(Dataset entries)
● ● ● ● ●

PR #87, opened 2023-05-13
👩🏽‍🏫 Initial support for proofs and theorems

rowanc1:
Based on `sphinx-proof`

See: https://github.com/executablebooks/mystjs/pull/384

### DIFF
--- a/packages/myst-to-react/src/proof.tsx
+++ b/packages/myst-to-react/src/proof.tsx
@@ -1,0 +1,213 @@
+import type { Admonition as AdmonitionSpec } from 'myst-spec';
+import React from 'react';
+import type { NodeRenderer } from '@myst-theme/providers';
+import ChevronRightIcon from '@heroicons/react/24/solid/ChevronRightIcon';
+import classNames from 'classnames';
+import { HashLink } from './heading';
+
+export enum ProofKind {
+  proof = 'proof',
+  axiom = 'axiom',
+  lemma = 'lemma',
+  definition = 'definition',
+  criterion = 'criterion',
+  remark = 'remark',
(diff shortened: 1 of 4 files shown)


packages/myst-to-react/src/proof.tsx
```diff
@@ -0,0 +1,213 @@
...
+        // 'border-l-2 border-red-500': color === 'red',
+      })}
+    >
+      <HeaderElement
+        dropdown={dropdown}
+        className={classNames(
+          'm-0 font-medium py-2 flex min-w-0',
+          'text-md',
+          '',
+          'border-y dark:border-y-0 dark:border-l-4 border-slate-400',
```
tavin, line 147: So (this is great btw) the `dark:border-l-4` here causes a small misalignment. To fix it either `dark:ml-3` is needed on L164 below, or else `dark:border-l-4` should be moved up to the WrapperElement. I prefer the latter solution for parity with dark admonitions.

I tried to do it myself but it results in the wrong border color and I'm not sure how to fix that.

rowanc1: Ah, ok -- first attempt is in #90, I misread this comment though and see now you were thinking proofs should be more like admonitions. I went back and forth on this in my first pass and decided to make them a bit different intentionally, but not a lot of reason behind that.

I will explore this now and post a screenshot of options.

rowanc1: Ok, I think I do like this better!

image

tavin: I like it better too, I think -- meaning w/ the long border. I am not sure whether the original border color was nicer... though not a big deal.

● ● ● ● ●

**WHAT YOU HAVE TO DO**
Your task is to extract all of the records exactly.

**RESULT FOR THIS EXERCISE**
PR #87, opened 2023-05-13
👩🏽‍🏫 Initial support for proofs and theorems

rowanc1:
Based on `sphinx-proof`

See: https://github.com/executablebooks/mystjs/pull/384

### DIFF
--- a/packages/myst-to-react/src/proof.tsx
+++ b/packages/myst-to-react/src/proof.tsx
@@ -1,0 +1,213 @@
+import type { Admonition as AdmonitionSpec } from 'myst-spec';
+import React from 'react';
+import type { NodeRenderer } from '@myst-theme/providers';
+import ChevronRightIcon from '@heroicons/react/24/solid/ChevronRightIcon';
+import classNames from 'classnames';
+import { HashLink } from './heading';
+
+export enum ProofKind {
+  proof = 'proof',
+  axiom = 'axiom',
+  lemma = 'lemma',
+  definition = 'definition',
+  criterion = 'criterion',
+  remark = 'remark',
(diff shortened: 1 of 4 files shown)


packages/myst-to-react/src/proof.tsx
```diff
@@ -0,0 +1,213 @@
...
+        // 'border-l-2 border-red-500': color === 'red',
+      })}
+    >
+      <HeaderElement
+        dropdown={dropdown}
+        className={classNames(
+          'm-0 font-medium py-2 flex min-w-0',
+          'text-md',
+          '',
+          'border-y dark:border-y-0 dark:border-l-4 border-slate-400',
```
tavin, line 147: So (this is great btw) the `dark:border-l-4` here causes a small misalignment. To fix it either `dark:ml-3` is needed on L164 below, or else `dark:border-l-4` should be moved up to the WrapperElement. I prefer the latter solution for parity with dark admonitions.

I tried to do it myself but it results in the wrong border color and I'm not sure how to fix that.

rowanc1: Ah, ok -- first attempt is in #90, I misread this comment though and see now you were thinking proofs should be more like admonitions. I went back and forth on this in my first pass and decided to make them a bit different intentionally, but not a lot of reason behind that.

I will explore this now and post a screenshot of options.

rowanc1: Ok, I think I do like this better!

image

tavin: I like it better too, I think -- meaning w/ the long border. I am not sure whether the original border color was nicer... though not a big deal.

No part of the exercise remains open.